Patients with OCD could initially learn which face predicted threat. But once this had been reversed they were unable to differentiate between the new and the old threatening stimulus – they treated both as threatening. We think this is because they never really learned that one of the faces was truly safe – something which was reflected in their brain activity. Unlike in the healthy participants, there was no signal from the OCD patients’ ventromedial prefrontal cortex, a brain area that normally signals safety.

The results suggest that OCD patients are likely to have difficulty learning when situations are safe in everyday life – and that this has to do with differences in the brain. This has great relevance for the current psychological treatment of OCD, in which patients are expected to learn that not performing excessive and compulsive safety behaviours is in fact “safe” and therefore unnecessary.
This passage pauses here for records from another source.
PR #1609, opened 2023-04-18
Throttle pgn purging

vondele:


ppigazzini:
To be honest I will prefer to use cpulimit in cron. Easier to fine tuning the CPU usage, easier to use the script at full speed when requested without hacking the script code.
I started a pgn purge right now, with `nice` 10 and `cpulimit` 25, the script is using 15.25% CPU with PROD unloaded.
```c
 7104 fishtest  30  10   82516    932    844 S   0.3  0.0   0:00.20          `- /usr/bin/cpulimit -l 25 -f -m -- /home/fishtest/fishtest/server/env/bin/python3 fishtest/server/utils/purge_pgn.py
 7105 fishtest  30  10  894640 238880  32652 S  23.3  4.6   0:09.34              `- /home/fishtest/fishtest/server/env/bin/python3 fishtest/server/utils/purge_pgn.py
```

vondele:
The reason to limit form within the script is that even at low load of the script, it can load mongodb to its highest peak. That's a different process that isn't affected by cpulimit or nice.

ppigazzini:
`cpulimit` does somewhat the same thing, with a easier way to setup the exact CPU usage.
mongodb is not a known bottleneck.

image

vondele:
OK, I'm fine with setting a proper cpulimit so we reduce the spike on mongo.

ppigazzini:
`cpulimit` set to 10% to test the result this night.

vondele:
that's good. I was looking at the bytes out during that test, which is about 80x the usual volume.
Anyway, right now framework running smoothly with 30k cores

ppigazzini:
30k? Paper fleet joined I suppose...

PR #1610, opened 2023-04-18
Introduce a scheduled start

vondele:
in case a fleet of workers lands at simultaneously, the server can be overloaded.

To have a more gradual start, schedule worker start times,
ensuring at least 200ms spacing between worker starts.

200ms is a rough estimate, might need refinement after tests

The scheduling is per user name (and not per IP or globally),
to ensure different use cases (fleet behind single IP, or with different IPs) work,
and to ensure that malicious or single workers can not block other user's workers
to join the framework.

### DIFF
--- a/server/fishtest/__init__.py
+++ b/server/fishtest/__init__.py
@@ -104,6 +104,7 @@ def main(global_config, **settings):
     config.add_route("api_failed_task", "/api/failed_task")
     config.add_route("api_stop_run", "/api/stop_run")
     config.add_route("api_request_version", "/api/request_version")
+    config.add_route("api_request_start", "/api/request_start")
     config.add_route("api_beat", "/api/beat")
     config.add_route("api_request_spsa", "/api/request_spsa")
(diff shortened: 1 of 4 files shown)


vdbergh:
The idea looks good but I wonder if an ill behaving worker which calls `api_request_start` in a loop would not block the server (last_scheduled_start would keep increasing forever).

vdbergh:
I what I am saying is an issue then it could perhaps be solved by having `last_scheduled_start` depend on the user.

vondele:
I think that's a valid concern.

vondele:
I've made the schedule one per user. BTW, had some exchange with ppigazzini to understand if this should instead be implemented via some rules in nginx. So that's still an open question. 

I have also a little bit extended the commit message on this one to make more  what the considerations of the PR are.

noobpwnftw:
Shaping of bursts is already implemented with nginx, will look at fine tuning the numbers.

vondele:
great, will close.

Current exposure therapies may only teach patients how to deal with their compulsions rather than truly learning that the situations they are so scared of are not actually dangerous. This means that obsessive thoughts can persist, and that it is possible for compulsive behaviour to return in future stressful situations.
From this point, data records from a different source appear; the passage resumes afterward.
PR #1614, opened 2023-04-18
Fix mongodb reconnect causing CPU hog

noobpwnftw:


noobpwnftw:
Note, problem observed is that somehow after a mongodb restart, python process start to have CPU hog without doing any work. It does still respond to requests, but seems to just running off stale cached data.

This fix is to make failed operations handled on spot, and have iterators carried over in such events.

What I don't understand is that if we don't handle this:
https://pymongo.readthedocs.io/en/stable/api/pymongo/errors.html#pymongo.errors.AutoReconnect
Then any failed attempt will throw exceptions anyways, until Pyramid handles it as generic error? It may or may not cause the process to end(which then will be restarted by systemd), in case that it didn't, what could be hogging the CPU?

vdbergh:
Are you sure mongod would die when running on localhost? And if it does, wouldn’t that leave some trace in the logs (when dying or when restarting)?

vdbergh:
Interesting. So maybe @noobpwnftw is onto something!

vondele:
just for reference, the monitor shows (top memory, bottom CPU):
image
image

vdbergh:
I wonder if the log and the monitoring use the same timezone.

vondele:
I think so, you can even see the service going down (1min resolution):

image

vdbergh:
But then the CPU hogging occurred before the db went down. So the db going down could not have been the cause.

vondele:
different kinds of hogging going on. At least 3 phases:
1) fleet joins, but server handling things fine 4:10 pm
2) server goes overloaded                               4:45pm
3) some hogging with normal fishtest load.   7:22pm (visible).

ppigazzini:
`mongod` RAM usage (30%) never grows over the cache size set in the config.
With a normal sized worker pool and 2 `pserve` the total RAM usage is at 60%
With 3 `pserve` and  load balancing (2 `pserve` making the same work) the total RAM usage is by higher (75%), so in that case I lower the mongod cache size.
With 3 `pserve` serving different APIs the total RAM usage is still at 60% (56.4% right now).

With the previous 96k cores attempt we had a 2 `pserve` configuration, from the top copied in the discord channel the total RAM usage was 40%. The working set seems smaller than the mongo cache.

noobpwnftw:
Is there a better way to wrap the cursors? This code is ugly.

noobpwnftw:
Not this problem, it was probably caused by running out of fd.

PR #1615, opened 2023-04-19
Fix flags

noobpwnftw:


noobpwnftw:
I'm not so confident that the original code ran with multiple threads won't corrupt the dict element.

noobpwnftw:
Close & reopen due to CI network error.

ppigazzini:
```python
from concurrent.futures import ThreadPoolExecutor
import time

flag_cache = {}
clean_flag_data = {"cc": None, "dt": None}
flag_cache["127.0.0.0"] = clean_flag_data

# add a range of values to the dictionary
def add_items(i):
    ip = "127.0.0.1"
    clean_flag_data = {"cc": None, "dt": None}
    try:
#        if i%2 == 0:
#            time.sleep(1)
        print(i) if i%1000 == 0 else None
        flag_cache[ip] = clean_flag_data
        flag_cache[ip]["cc"] = "aa"
        flag_cache[ip]["dt"] = i
    except Exception as e:
        print("Exception: ", e)

n = 1000000
with ThreadPoolExecutor(max_workers=n) as executor:
    executor.map(add_items, range(n))

# print the dictionary
print(flag_cache)
```

noobpwnftw:
Yeah, I tested, old code does race but will not cause corruption but new code is nicer.

ppigazzini:
I didn't read yet the PR code.
Simply I wanted to answer your question. At the time I tested locally the code with a threaded setting to verify the python documentation claim about the thread safety of the built-in. The master code comment declares the race condition, but in that specific case, the threads are writing the same information.

noobpwnftw:
Even better: https://github.com/glinscott/fishtest/pull/1618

The research follows another recent study published in Biological Psychiatry, which discovered a lack of communication between specific brain areas in patients with OCD. In particular, it found disrupted connectivity between neural pathways that connect the front of the brain with the basal ganglia, which are critical for flexible thinking and goal-directed behaviours that we know are impaired in OCD patients and are likely to contribute to the difficulty of overcoming the drive to perform needless compulsions.

An avenue for improving future treatment for OCD would be to explore better learning in patients that not performing compulsive safety behaviours is truly safe. This could be achieved by boosting rewards in therapy for not performing safety behaviour or possibly with the help of certain drugs that can enhance the positive experience of not having to perform the compulsions.